Following on from the post on how re-distributive the Swan Treasury has been, I figured I’d take a look at the evolution of Commonwealth Treasury forecasts for Receipts and Payments (the data are collected from budget paper 1, statement 10 of the various budgets and appendix D of the 2012-13 MYEFO — this is a link to statement 10 in the 2012-13 budget, and this is a link to Appendix D in the 12-13 MYEFO).
So what’s been happening with expenditures? The above plot shows budget expenditures (AUDbn), with projections coloured according to the document in which they were published. You can see the expenditure bulge in 2008-09 (the ‘stimulus’), and the bring forward of spending into 2011-12. The latter seems like a bit of a joke now, as the goal was to reduce spending in the 2012-13 period, in an attempt to magic-up a surplus. What catches my eye is that spending in nominal terms rose sharply in 2008-09, and still has not returned to the prior trend.
As a proportion of GDP the story is not quite as stark — but you can still see the spending bulge. At 25.3% of GDP, payments in 2011-12 remained well above the ~24% (or so) level which is probably consistent with a balanced budget, however in part this was due to pulling payments into that year (and out of 2012-13).

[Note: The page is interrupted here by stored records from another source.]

PR #418, opened 2022-06-20
Update Gradle Enterprise plugins

jprinet:


tikurahul (approved):

tikurahul (commented):
You might need to import these libraries as prebuilts using `development/importMaven`.

tikurahul (changes requested):
You need to add prebuilts.

jprinet:
> You might need to import these libraries as prebuilts using `development/importMaven`.

Ok, it's not only the verification-metadata, just read about the prebuilt follow up to your comment.
I don't have time to handle that at the moment.

Let's put this on hold then

PR #419, opened 2022-06-20
Have RxPagedListBuilder emit errors in RxJava chain

veyndan:
## Proposed Changes

From https://issuetracker.google.com/issues/233703110:

> In Paging 2.1.2, when an error is thrown from the `DataSource.Factory`, the error is propagated through the rx chain, so we could use things like `onErrorResumeNext(…)` when there's an error so we can fail safely. In Paging 3, this error is no longer propagated through the rx chain, so our callback in `onErrorResumeNext(…)` is never invoked.

I've just wrapped the invalidate job contents with a try-catch. This is a greatly simplified version of what [`rxObservable` does](https://github.com/Kotlin/kotlinx.coroutines/blob/2ee99e269ec37d703f44f2598b4634637d8354d6/reactive/kotlinx-coroutines-rx3/src/RxObservable.kt#L125-L139).

Note: the diff in GitHub looks like many things changed in `RxPagedListBuilder`, but checking out the diff in Android Studio shows that I did in fact just wrap it all in a try-catch.

## Testing

Test: ./gradlew paging:paging-rxjava2:test paging:paging-rxjava2:test

## Issues Fixed

Fixes: 233703110

### DIFF
--- a/paging/paging-rxjava2/src/main/java/androidx/paging/RxPagedListBuilder.kt
+++ b/paging/paging-rxjava2/src/main/java/androidx/paging/RxPagedListBuilder.kt
@@ -388,49 +388,53 @@ class RxPagedListBuilder<Key : Any, Value : Any> {
 
             currentJob?.cancel()
             currentJob = GlobalScope.launch(fetchDispatcher) {
-                currentData.pagingSource.unregisterInvalidatedCallback(callback)
-                val pagingSource = pagingSourceFactory()
-                pagingSource.registerInvalidatedCallback(callback)
-                if (pagingSource is LegacyPagingSource) {
-                    pagingSource.setPageSize(config.pageSize)
-                }
+                try {
+                    currentData.pagingSource.unregisterInvalidatedCallback(callback)
+                    val pagingSource = pagingSourceFactory()
+                    pagingSource.registerInvalidatedCallback(callback)
+                    if (pagingSource is LegacyPagingSource) {
+                        pagingSource.setPageSize(config.pageSize)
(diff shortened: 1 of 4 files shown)


claraf3:
Hi, thanks for the PR. Would you be able to update the original bug `https://issuetracker.google.com/issues/233703110` with a sample project so we can repro your use case? It would help us evaluate whether it is a bug and how we might resolve it. 

Closing this PR in the meantime but we'll keep an eye on the bug for when you update it. Thank you.

veyndan:
Hi @claraf3,

In https://issuetracker.google.com/issues/233703110#comment1 I'd already linked a failing test which showcases the problem. The link is to this [file](https://github.com/veyndan/androidx-paging-2-to-3-regressions/blob/master/src/test/kotlin/com/veyndan/Reports.kt), mainly because the only substantive changes in the repo is that file, but you should be able to clone https://github.com/veyndan/androidx-paging-2-to-3-regressions and run the tests locally. By toggling between Paging 2 (e.g., v2.1.2) and Paging 3 (e.g., v3.1) in the [`build.gradle.kts`](https://github.com/veyndan/androidx-paging-2-to-3-regressions/blob/ab54887ce19a199b66143631d9915ee73351ecbf/build.gradle.kts#L21-L22) file, you'll be able to see that the tests pass when using Paging 2, but fail when using Paging 3.

Please let me know if there were troubles recreating the issue on your end.

veyndan:
Hey @claraf3, is there anything else that I can do to move this along?

PR #424, opened 2022-06-23
invalidate cache

yigit:
Invalidate cache key to workaround the serialization issue in gradle.

Bug: n/a
Test: CI


tikurahul (approved):

liutikas:
Do we want to report to Gradle with some scans of what the broken configuration cache looks like here?

yigit:
> Do we want to report to Gradle with some scans of what the broken configuration cache looks like here?

Yep, working on it in a tab

PR #428, opened 2022-07-10
Support for queries with > 999 host parameters

mzgreen:
## Proposed Changes

This change adds support for large SQLite queries. Large queries are queries with more than 999 host parameters. 

Prior to this change, if someone created a query like:
```
@Query("DELETE * FROM user WHERE id IN (:ids)")
fun delete(ids: List<Int>)
```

The projection has been for payments to track back down below 24% over time, which is probably required to get the budget back into surplus — but actually achieving it is more difficult than projecting it (note: the budget 2009-10 Expenditure %GDP line is correct — the forecasts at the time were for a deep recession, so the ratio of expenditure to GDP was inflated).

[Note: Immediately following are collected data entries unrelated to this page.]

PR #435, opened 2022-07-24
Fix shouldShowRequestPermissionRationale causing memory leak in Andro…

getActivity:
## Proposed Changes

Hello, there will be a memory leak when calling `activity.shouldShowRequestPermissionRationale` in Android 12. The problem is fixed in Android 12L, but it is still a legacy in Android 12. It is recommended to reflect the `application.shouldShowRequestPermissionRationale` method to avoid this problem.

## Testing

Test: manually ran with LeakCanary

```java
ActivityCompat.shouldShowRequestPermissionRationale(MainActivity.this, Manifest.permission.CAMERA);
finish();
```

* Use leakcanary to view memory leaks

* Or use profiler to view memory leaks

Please see

[IssueTracker 212113500](https://issuetracker.google.com/issues/212113500)

[IssueTracker 207946473](https://issuetracker.google.com/issues/207946473)

[IssueTracker 204539732](https://issuetracker.google.com/issues/204539732)

## Issues Fixed

Fixes: b/212113500

Fixes: b/207946473

Fixes: b/204539732


core/core/src/main/java/androidx/core/app/ActivityCompat.java
```diff
@@ -752,6 +756,19 @@ private Api31Impl() {
         static boolean isLaunchedFromBubble(@NonNull final Activity activity)  {
             return activity.isLaunchedFromBubble();
         }
+
+        @DoNotInline
+        static boolean shouldShowRequestPermissionRationale(Activity activity, String permission) {
+            try {
+                // Fix shouldShowRequestPermissionRationale causing memory leak in Android 12
```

On the revenue side, things have generally been better than feared in 2009-10, but not as good as hoped in 2010-11.
The monthly returns suggest there have been further downgrades here, so the next line will be a shade lower again.
As a share of GDP, receipts are particularly depressed. This is partly about the high AUD and partly about the decline in the terms of trade — which are working together to lower nominal GDP growth and hence tax receipts. This stuff is hard to forecast, but I do not think it is the surprise some are claiming.
This is something Treasury were warning about back in 2010 — that after taking out the terms of trade, the budget was in structural deficit, and would remain so for some time. The tide is going out, and it is exposing a structural deficit that has been there since the late Howard / Costello years, and that Rudd / Swan have made worse.